The retail giant saw full-price sales jump 5.7% higher over the nine weeks to 30 December.

HIGH STREET CHAIN Next has hiked its profit outlook for the fifth time in a year after better-than-expected festive sales and forecast earnings to increase further over the next 12 months.

The retail giant saw full-price sales jump 5.7% higher over the nine weeks to December 30, with growth of 10% in both of the final two weeks before Christmas Day.

It is now forecasting full-year sales to rise by 4% as it said January trading is also set to be better than expected.

Next upped its profit forecast to £905 million (€1.04 billion) for the year to 27 January, which would be a 4% rise on 2022-23 and compares with guidance for £885 million (€1.02 billion) given in November.

The group is also predicting a 5% rise in underlying group pre-tax profits to £960 million (€1.11 billion) for the year ahead on full-price sales up 2.5%, or 6% including recent acquisitions.

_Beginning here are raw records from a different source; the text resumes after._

PR #152, opened 2025-03-19
fix: fix chain selection for children of genesis

abailly:
Due to discrepancies between the representation of parents b/w Rust and Haskell, the chain selection would not work for blocks immediately after genesis and therefore would ignore whole chain if it starts from genesis. By fixing the FakeHeader representation to be more faithful to actual header, we make the problem surface and can fix it by handling this edge case.

## Summary by CodeRabbit

- **Refactor**
  - Enhanced chain selection and header processing to achieve clearer and more robust management of hierarchical relationships.
  - Streamlined the header representation to more intuitively handle optional parent data.

- **Tests**
  - Updated and expanded test cases to verify consistency in header generation and sequencing, ensuring improved reliability.


crates/amaru-consensus/src/consensus/chain_selection.rs
```diff
@@ -62,13 +62,20 @@ impl<H: IsHeader + Clone> Fragment<H> {
...
-                return FragmentExtension::Extend;
+                FragmentExtension::Extend
             }
+            None => match self.tip() {
+                Tip::Genesis => {
+                    self.headers.push(header.clone());
+                    FragmentExtension::Extend
+                }
+                Tip::Hdr(_) => FragmentExtension::Ignore,
+            },
```
rkuhn, line 76: I’d prefer to keep the decision logic forcibly consistent with the performed action:
```rs
        let ret = match header.parent() {
            Some(parent) if parent == self.tip().hash() => FragmentExtension::Extend,
            None if self.tip() == Tip::Genesis => FragmentExtension::Extend,
            _ => FragmentExtension::Ignore,
        };

        if ret == FragmentExtension::Extend {
            self.headers.push(header.clone());
        }

        ret
```
(need some `#[derive(PartialEq)]` to work)

PR #153, opened 2025-03-20
chore: make sure Store doesn't have to be shareable

jeluard:
`gasket` requires stages to be `Send + Sync`. Move some constraints so that `Store` itself (via `State`) doesn't have to impose shareability on all implementations. This can be useful in e.g. `wasm` context.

It revealed it is not planning to increase prices for shoppers over the new financial year as it said its own input costs are set to be stable for the first time in three years.

It cautioned over “some delays to stock deliveries” early this year from the Red Sea attacks on container ships and disruption to the all-important Suez Canal shipping route.

Next said trading in the run-up to Christmas was better than expected for across its stores and online, with sales up 0.6% and 9.1% respectively in its Christmas quarter to 30 December.

“Online performed particularly well, which we believe was as a result of service improvements versus last year,” it said.

The firm said consumers are set to be boosted in 2025 as wages finally outstrip inflation, which “will ease the pressure they have felt on their cost of living for the last eighteen months”.

Next said: “On the face of it, the consumer environment looks more benign than it has for a number of years, albeit there are some significant uncertainties.”

It cautioned there may be more unemployment over the coming year while many homeowners still face higher mortgage rates as they come off fixed deals.